Please output the entries below without altering a single character.

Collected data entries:
═══

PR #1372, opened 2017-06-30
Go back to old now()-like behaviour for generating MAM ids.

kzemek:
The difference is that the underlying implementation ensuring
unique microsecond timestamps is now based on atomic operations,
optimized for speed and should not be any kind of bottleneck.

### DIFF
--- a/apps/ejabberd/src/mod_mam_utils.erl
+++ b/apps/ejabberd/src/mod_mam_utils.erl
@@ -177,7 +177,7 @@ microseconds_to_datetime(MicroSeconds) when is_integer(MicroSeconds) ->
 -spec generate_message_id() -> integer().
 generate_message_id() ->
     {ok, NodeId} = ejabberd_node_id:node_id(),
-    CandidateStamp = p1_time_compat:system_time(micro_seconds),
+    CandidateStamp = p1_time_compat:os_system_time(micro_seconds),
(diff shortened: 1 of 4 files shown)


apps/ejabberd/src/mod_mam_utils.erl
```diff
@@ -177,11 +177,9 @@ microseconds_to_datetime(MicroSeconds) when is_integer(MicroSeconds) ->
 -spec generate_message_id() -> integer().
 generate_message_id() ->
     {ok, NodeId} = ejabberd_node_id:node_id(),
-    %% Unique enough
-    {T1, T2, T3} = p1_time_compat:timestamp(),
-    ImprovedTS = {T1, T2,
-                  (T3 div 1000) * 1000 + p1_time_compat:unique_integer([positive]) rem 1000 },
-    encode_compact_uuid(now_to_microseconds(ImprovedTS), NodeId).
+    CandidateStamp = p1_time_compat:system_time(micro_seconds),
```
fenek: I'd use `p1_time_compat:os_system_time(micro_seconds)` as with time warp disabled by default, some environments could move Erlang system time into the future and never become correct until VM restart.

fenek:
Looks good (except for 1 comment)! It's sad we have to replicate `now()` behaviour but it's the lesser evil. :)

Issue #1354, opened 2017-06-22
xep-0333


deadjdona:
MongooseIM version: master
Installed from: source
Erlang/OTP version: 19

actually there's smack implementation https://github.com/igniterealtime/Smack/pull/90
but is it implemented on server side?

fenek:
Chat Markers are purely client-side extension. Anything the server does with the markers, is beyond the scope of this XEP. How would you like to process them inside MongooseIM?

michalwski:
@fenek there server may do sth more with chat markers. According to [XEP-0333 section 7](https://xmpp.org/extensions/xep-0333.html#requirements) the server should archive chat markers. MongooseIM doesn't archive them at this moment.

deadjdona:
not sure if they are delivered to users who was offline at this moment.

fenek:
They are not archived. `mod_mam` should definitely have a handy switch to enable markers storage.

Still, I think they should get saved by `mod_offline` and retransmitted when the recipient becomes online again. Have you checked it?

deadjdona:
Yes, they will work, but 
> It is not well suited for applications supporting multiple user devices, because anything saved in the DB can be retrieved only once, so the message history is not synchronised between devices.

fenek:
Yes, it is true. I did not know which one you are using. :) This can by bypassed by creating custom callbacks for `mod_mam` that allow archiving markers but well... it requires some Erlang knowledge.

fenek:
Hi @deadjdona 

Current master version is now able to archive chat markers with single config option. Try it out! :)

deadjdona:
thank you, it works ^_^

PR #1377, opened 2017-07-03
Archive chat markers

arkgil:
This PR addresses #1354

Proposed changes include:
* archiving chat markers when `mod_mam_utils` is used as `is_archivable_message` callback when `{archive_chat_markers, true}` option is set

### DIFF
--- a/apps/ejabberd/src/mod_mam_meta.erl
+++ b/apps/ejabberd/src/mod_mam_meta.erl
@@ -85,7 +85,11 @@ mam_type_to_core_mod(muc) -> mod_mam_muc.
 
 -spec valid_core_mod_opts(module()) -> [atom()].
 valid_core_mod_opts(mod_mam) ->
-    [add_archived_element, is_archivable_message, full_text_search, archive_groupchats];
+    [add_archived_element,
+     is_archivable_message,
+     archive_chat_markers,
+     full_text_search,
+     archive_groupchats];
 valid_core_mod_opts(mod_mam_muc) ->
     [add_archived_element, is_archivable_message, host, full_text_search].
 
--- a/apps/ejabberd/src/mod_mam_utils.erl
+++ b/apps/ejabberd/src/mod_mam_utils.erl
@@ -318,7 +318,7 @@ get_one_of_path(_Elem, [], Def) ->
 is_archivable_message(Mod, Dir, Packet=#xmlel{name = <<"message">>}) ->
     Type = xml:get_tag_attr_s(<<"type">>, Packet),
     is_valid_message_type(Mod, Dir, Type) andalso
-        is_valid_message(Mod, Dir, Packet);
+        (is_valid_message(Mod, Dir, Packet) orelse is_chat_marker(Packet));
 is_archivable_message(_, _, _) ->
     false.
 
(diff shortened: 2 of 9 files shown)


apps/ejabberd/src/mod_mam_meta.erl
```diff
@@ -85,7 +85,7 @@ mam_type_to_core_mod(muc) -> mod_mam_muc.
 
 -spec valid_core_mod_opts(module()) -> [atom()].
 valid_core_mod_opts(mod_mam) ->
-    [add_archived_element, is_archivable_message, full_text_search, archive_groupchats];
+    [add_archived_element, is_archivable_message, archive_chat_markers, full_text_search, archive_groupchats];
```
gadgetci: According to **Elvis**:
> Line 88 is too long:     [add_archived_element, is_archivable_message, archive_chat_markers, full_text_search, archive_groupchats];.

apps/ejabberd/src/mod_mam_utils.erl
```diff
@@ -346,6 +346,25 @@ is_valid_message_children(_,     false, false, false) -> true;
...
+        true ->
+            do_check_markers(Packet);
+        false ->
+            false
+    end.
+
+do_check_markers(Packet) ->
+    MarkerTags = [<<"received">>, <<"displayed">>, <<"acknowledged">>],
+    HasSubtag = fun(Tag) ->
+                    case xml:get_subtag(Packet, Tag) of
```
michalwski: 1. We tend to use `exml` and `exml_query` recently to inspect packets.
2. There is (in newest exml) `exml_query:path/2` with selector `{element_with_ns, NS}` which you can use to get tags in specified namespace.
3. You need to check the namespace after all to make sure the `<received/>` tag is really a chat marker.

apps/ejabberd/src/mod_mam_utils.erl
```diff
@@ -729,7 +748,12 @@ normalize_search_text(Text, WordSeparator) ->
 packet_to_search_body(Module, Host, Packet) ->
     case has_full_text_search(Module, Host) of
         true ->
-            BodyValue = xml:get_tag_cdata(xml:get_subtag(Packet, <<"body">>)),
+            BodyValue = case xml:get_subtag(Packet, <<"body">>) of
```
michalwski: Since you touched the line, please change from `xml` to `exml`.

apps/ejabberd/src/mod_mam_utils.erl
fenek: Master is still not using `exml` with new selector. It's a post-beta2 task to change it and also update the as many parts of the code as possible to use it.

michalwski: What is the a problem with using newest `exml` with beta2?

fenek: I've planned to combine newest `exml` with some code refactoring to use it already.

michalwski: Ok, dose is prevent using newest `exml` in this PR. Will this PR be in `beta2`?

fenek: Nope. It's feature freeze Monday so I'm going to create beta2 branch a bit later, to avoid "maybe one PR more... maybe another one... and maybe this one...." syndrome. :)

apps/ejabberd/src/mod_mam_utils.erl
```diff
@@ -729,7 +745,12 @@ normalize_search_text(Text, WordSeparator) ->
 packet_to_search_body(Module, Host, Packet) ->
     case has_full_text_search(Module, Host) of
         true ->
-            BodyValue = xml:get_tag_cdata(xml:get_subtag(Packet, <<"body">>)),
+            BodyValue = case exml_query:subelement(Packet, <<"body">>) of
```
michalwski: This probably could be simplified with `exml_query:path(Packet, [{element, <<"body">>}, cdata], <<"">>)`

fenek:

═══

**Expected output**:
PR #1372, opened 2017-06-30
Go back to old now()-like behaviour for generating MAM ids.

kzemek:
The difference is that the underlying implementation ensuring
unique microsecond timestamps is now based on atomic operations,
optimized for speed and should not be any kind of bottleneck.

### DIFF
--- a/apps/ejabberd/src/mod_mam_utils.erl
+++ b/apps/ejabberd/src/mod_mam_utils.erl
@@ -177,7 +177,7 @@ microseconds_to_datetime(MicroSeconds) when is_integer(MicroSeconds) ->
 -spec generate_message_id() -> integer().
 generate_message_id() ->
     {ok, NodeId} = ejabberd_node_id:node_id(),
-    CandidateStamp = p1_time_compat:system_time(micro_seconds),
+    CandidateStamp = p1_time_compat:os_system_time(micro_seconds),
(diff shortened: 1 of 4 files shown)


apps/ejabberd/src/mod_mam_utils.erl
```diff
@@ -177,11 +177,9 @@ microseconds_to_datetime(MicroSeconds) when is_integer(MicroSeconds) ->
 -spec generate_message_id() -> integer().
 generate_message_id() ->
     {ok, NodeId} = ejabberd_node_id:node_id(),
-    %% Unique enough
-    {T1, T2, T3} = p1_time_compat:timestamp(),
-    ImprovedTS = {T1, T2,
-                  (T3 div 1000) * 1000 + p1_time_compat:unique_integer([positive]) rem 1000 },
-    encode_compact_uuid(now_to_microseconds(ImprovedTS), NodeId).
+    CandidateStamp = p1_time_compat:system_time(micro_seconds),
```
fenek: I'd use `p1_time_compat:os_system_time(micro_seconds)` as with time warp disabled by default, some environments could move Erlang system time into the future and never become correct until VM restart.

fenek:
Looks good (except for 1 comment)! It's sad we have to replicate `now()` behaviour but it's the lesser evil. :)

Issue #1354, opened 2017-06-22
xep-0333


deadjdona:
MongooseIM version: master
Installed from: source
Erlang/OTP version: 19

actually there's smack implementation https://github.com/igniterealtime/Smack/pull/90
but is it implemented on server side?

fenek:
Chat Markers are purely client-side extension. Anything the server does with the markers, is beyond the scope of this XEP. How would you like to process them inside MongooseIM?

michalwski:
@fenek there server may do sth more with chat markers. According to [XEP-0333 section 7](https://xmpp.org/extensions/xep-0333.html#requirements) the server should archive chat markers. MongooseIM doesn't archive them at this moment.

deadjdona:
not sure if they are delivered to users who was offline at this moment.

fenek:
They are not archived. `mod_mam` should definitely have a handy switch to enable markers storage.

Still, I think they should get saved by `mod_offline` and retransmitted when the recipient becomes online again. Have you checked it?

deadjdona:
Yes, they will work, but 
> It is not well suited for applications supporting multiple user devices, because anything saved in the DB can be retrieved only once, so the message history is not synchronised between devices.

fenek:
Yes, it is true. I did not know which one you are using. :) This can by bypassed by creating custom callbacks for `mod_mam` that allow archiving markers but well... it requires some Erlang knowledge.

fenek:
Hi @deadjdona 

Current master version is now able to archive chat markers with single config option. Try it out! :)

deadjdona:
thank you, it works ^_^

PR #1377, opened 2017-07-03
Archive chat markers

arkgil:
This PR addresses #1354

Proposed changes include:
* archiving chat markers when `mod_mam_utils` is used as `is_archivable_message` callback when `{archive_chat_markers, true}` option is set

### DIFF
--- a/apps/ejabberd/src/mod_mam_meta.erl
+++ b/apps/ejabberd/src/mod_mam_meta.erl
@@ -85,7 +85,11 @@ mam_type_to_core_mod(muc) -> mod_mam_muc.
 
 -spec valid_core_mod_opts(module()) -> [atom()].
 valid_core_mod_opts(mod_mam) ->
-    [add_archived_element, is_archivable_message, full_text_search, archive_groupchats];
+    [add_archived_element,
+     is_archivable_message,
+     archive_chat_markers,
+     full_text_search,
+     archive_groupchats];
 valid_core_mod_opts(mod_mam_muc) ->
     [add_archived_element, is_archivable_message, host, full_text_search].
 
--- a/apps/ejabberd/src/mod_mam_utils.erl
+++ b/apps/ejabberd/src/mod_mam_utils.erl
@@ -318,7 +318,7 @@ get_one_of_path(_Elem, [], Def) ->
 is_archivable_message(Mod, Dir, Packet=#xmlel{name = <<"message">>}) ->
     Type = xml:get_tag_attr_s(<<"type">>, Packet),
     is_valid_message_type(Mod, Dir, Type) andalso
-        is_valid_message(Mod, Dir, Packet);
+        (is_valid_message(Mod, Dir, Packet) orelse is_chat_marker(Packet));
 is_archivable_message(_, _, _) ->
     false.
 
(diff shortened: 2 of 9 files shown)


apps/ejabberd/src/mod_mam_meta.erl
```diff
@@ -85,7 +85,7 @@ mam_type_to_core_mod(muc) -> mod_mam_muc.
 
 -spec valid_core_mod_opts(module()) -> [atom()].
 valid_core_mod_opts(mod_mam) ->
-    [add_archived_element, is_archivable_message, full_text_search, archive_groupchats];
+    [add_archived_element, is_archivable_message, archive_chat_markers, full_text_search, archive_groupchats];
```
gadgetci: According to **Elvis**:
> Line 88 is too long:     [add_archived_element, is_archivable_message, archive_chat_markers, full_text_search, archive_groupchats];.

apps/ejabberd/src/mod_mam_utils.erl
```diff
@@ -346,6 +346,25 @@ is_valid_message_children(_,     false, false, false) -> true;
...
+        true ->
+            do_check_markers(Packet);
+        false ->
+            false
+    end.
+
+do_check_markers(Packet) ->
+    MarkerTags = [<<"received">>, <<"displayed">>, <<"acknowledged">>],
+    HasSubtag = fun(Tag) ->
+                    case xml:get_subtag(Packet, Tag) of
```
michalwski: 1. We tend to use `exml` and `exml_query` recently to inspect packets.
2. There is (in newest exml) `exml_query:path/2` with selector `{element_with_ns, NS}` which you can use to get tags in specified namespace.
3. You need to check the namespace after all to make sure the `<received/>` tag is really a chat marker.

apps/ejabberd/src/mod_mam_utils.erl
```diff
@@ -729,7 +748,12 @@ normalize_search_text(Text, WordSeparator) ->
 packet_to_search_body(Module, Host, Packet) ->
     case has_full_text_search(Module, Host) of
         true ->
-            BodyValue = xml:get_tag_cdata(xml:get_subtag(Packet, <<"body">>)),
+            BodyValue = case xml:get_subtag(Packet, <<"body">>) of
```
michalwski: Since you touched the line, please change from `xml` to `exml`.

apps/ejabberd/src/mod_mam_utils.erl
fenek: Master is still not using `exml` with new selector. It's a post-beta2 task to change it and also update the as many parts of the code as possible to use it.

michalwski: What is the a problem with using newest `exml` with beta2?

fenek: I've planned to combine newest `exml` with some code refactoring to use it already.

michalwski: Ok, dose is prevent using newest `exml` in this PR. Will this PR be in `beta2`?

fenek: Nope. It's feature freeze Monday so I'm going to create beta2 branch a bit later, to avoid "maybe one PR more... maybe another one... and maybe this one...." syndrome. :)

apps/ejabberd/src/mod_mam_utils.erl
```diff
@@ -729,7 +745,12 @@ normalize_search_text(Text, WordSeparator) ->
 packet_to_search_body(Module, Host, Packet) ->
     case has_full_text_search(Module, Host) of
         true ->
-            BodyValue = xml:get_tag_cdata(xml:get_subtag(Packet, <<"body">>)),
+            BodyValue = case exml_query:subelement(Packet, <<"body">>) of
```
michalwski: This probably could be simplified with `exml_query:path(Packet, [{element, <<"body">>}, cdata], <<"">>)`

fenek:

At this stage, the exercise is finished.